Purpose
To evaluate the prevalence and characteristics of astigmatism in Chinese, Hispanic, Indian, Malay, Nepali and African children from eight sites of the multi-country Refractive Error Study in Children (RESC).
Methods
Among 46,260 children enumerated, cycloplegic (1% cyclopentolate) auto-refraction and a reliable visual acuity measurement were performed on 37,650 children of population-based, random cluster samples aged 5-15 in the RESC study.
Results
The prevalence of astigmatism (defined as <=-0.75 DC in the right eye) was 13.3% (95% confidence interval [CI]: 12.5%-14.0%) of all children with significant variation across ethnic groups after adjusted for confounders (p<0.001): 17.2% of Chinese, 8.22% of Indian, 12.2% of Malay, 3.32% of Nepali, 27.0% of Hispanic and 8.81% of African. The Guangzhou Chinese children (26.3%) had higher astigmatism prevalence than did the Shunyi Chinese children (9.53%). The Indian children in Delhi (9.24%) had higher prevalence than in India (5.78%). The prevalence of astigmatism decreased from 18.4% of 5-6 years old group into 11.65% of 10-12 years old group and then increased to 14.1% of 13-15 years. Higher astigmatism prevalence was associated with younger age (odds ratio [OR] =0.98, p=0.001), Female genders (OR=1.11, p=0.003), absolute spherical equivalent (OR=1.67, p<0.001).
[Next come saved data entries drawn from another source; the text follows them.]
PR #1379, opened 2021-07-20
Adds custom target for OverlayPanel #942

### LINKED ISSUE #942: Custom target for OverlayPanel
Similar to PrimeFaces, add a target option to Overlay to display the panel relative to a specific element, should use the event target by default.

steineggerroland:
Fixes #942

Adds the second parameter `target` to `OverlayPanel.show` which is already documented in https://primefaces.org/primevue/showcase/#/overlaypanel and addressed by issue #942.

Citing the documentation:
target: Optional target if event.target should not be used

Here is probably still an issue, because the code uses `event.currentTarget` and not `event.target` as stated in the documentation.

### DIFF
--- a/src/components/overlaypanel/OverlayPanel.vue
+++ b/src/components/overlaypanel/OverlayPanel.vue
@@ -100,9 +100,9 @@ export default {
             else
                 this.show(event);
         },
-        show(event) {
+        show(event, target) {
             this.visible = true;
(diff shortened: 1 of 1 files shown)


cagataycivici:
Fixed on our side, thx. Still I think event.currentTarget is required, otherwise problems occur like overlay panel aligning it to an icon in the button, not the button itself.

PR #1383, opened 2021-07-26
AutoComplete input placeholder

ua-rexdeep:


cagataycivici:
This already works, autocomplete has v-bind="$attrs" so any attribute like placeholder is mapped to the input.

PR #1391, opened 2021-07-28
FIX #1390 - Search method triggers from onkeypress instead of onkeydown

### LINKED ISSUE #1390: Dropdown onkeydown item search not working properly
```
[x ] bug report => Search github for a similar issue or PR before submitting
```

https://codesandbox.io/s/keen-goldstine-fccts?file=/src/App.vue

**Current behavior**
Item search not working properly while pressing the keyboard numpad keys (not keys above querty)

**Expected behavior**
On pressing the numpad keys, the item with the first char equals to key number should be selected

Having a list of numbers to select for example, a VAT number list, where the label is a string that starts with a number, and the value a number.

* **Vue version:** 3.X
3.0.5

* **PrimeVue version:** 3.4.X
3.5.1

dacxjo:
###Defect Fixes
#1390 

This PR try to fix a behavior where the function `String.fromCharCode()` returns a letter instead of number when the numpad keys are pressed to search an item in the dropdown component.

I propose call the search method  from the onKeyPress event, where the function mentioned above works as expected.

### DIFF
--- a/src/components/dropdown/Dropdown.vue
+++ b/src/components/dropdown/Dropdown.vue
@@ -1,7 +1,7 @@
 <template>
     <div ref="container" :class="containerClass" @click="onClick($event)">
         <div class="p-hidden-accessible">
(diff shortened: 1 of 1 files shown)


dacxjo:
It seems to work perfectly and it's easier, thanks!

Astigmatism was predominantly oblique (cylinder between 16° to 75° or 106° to 165°; 44.8%, 95%CI: 44.0%-45.6%) and with-the-rule (WTR, cylinder between 0° to 15° or 166° to 180°; 40.2%, 95%CI: 39.1-41.3). Children with astigmatism had significantly more visual impairment (uncorrected visual acuity<=6/12) than did the children with non-astigmatism (OR=4.60, 95%CI: 4.10-5.16).
Conclusions
Astigmatism had a strong correlation with age, gender, spherical equivalent, ethnicity and site. Astigmatism was more common in Spanish and Chinese children. Children with astigmatism are more likely to have visual impairment.